Thu. Jan 20th, 2022

The more contagious Omicron coronavirus variant appears to produce less serious diseases than the globally dominant Delta strain, but this has not prevented governments from tightening restrictions in an effort to prevent another wave of mass infections.

The United Nations Health Agency said in its weekly report on the pandemic that the weekly count was 9,520,488 new cases – with 41,178 deaths recorded last week, compared to 44,680 in the week before.

Tedros Adhanom Ghebreyesus, director general of the World Health Organization, warned earlier this week that although the caseload looks significant compared to previous weeks, the figure is certainly an underestimation due to a backlog in testing around the year-end holidays.

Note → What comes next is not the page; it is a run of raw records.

PR #1601, opened 2020-07-08
GitHub Actions: Enable Go Race detector and code coverage

onyb:
This modifies the `goclean.sh` script to run tests with the race detector enabled. It also enables code coverage, and uploads the results to coveralls.io.

Running tests with `-race` and `-cover` flags was disabled in 6487ba1 and 6788df7 respectively, due to some limits on time/goroutines being hit on Travis CI. Since we have migrated to GitHub Actions, and don't have those same limitations, it is desirable to enable them back.

I have also simplified the way we run code coverage in the `goclean.sh` file, by launching it directly with `go test  ...`. I'm using `-covermode atomic` flag, which is the recommended setting for running with the race detector.

Here's the coverage report on my fork: https://coveralls.io/builds/31944135

### DIFF
--- a/.github/workflows/go.yml
+++ b/.github/workflows/go.yml
@@ -25,3 +25,8 @@ jobs:
           GO111MODULE: "on"
         run: |
           sh ./goclean.sh
+
+      - name: Send coverage
+        uses: shogo82148/actions-goveralls@v1
+        with:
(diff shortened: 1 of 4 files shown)


jcvernaleo (approved):
OK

Here is a quick summary of the latest developments:


Authorities in the Chinese port city of Tianjin said they were launching a city-wide test campaign of its 14 million inhabitants after a group of 20 children and adults tested positive for COVID-19, including at least two with the Omicron variant.

Those infected include 15 students, a staff member at an after-school center and four parents. The campaign must be completed in two days.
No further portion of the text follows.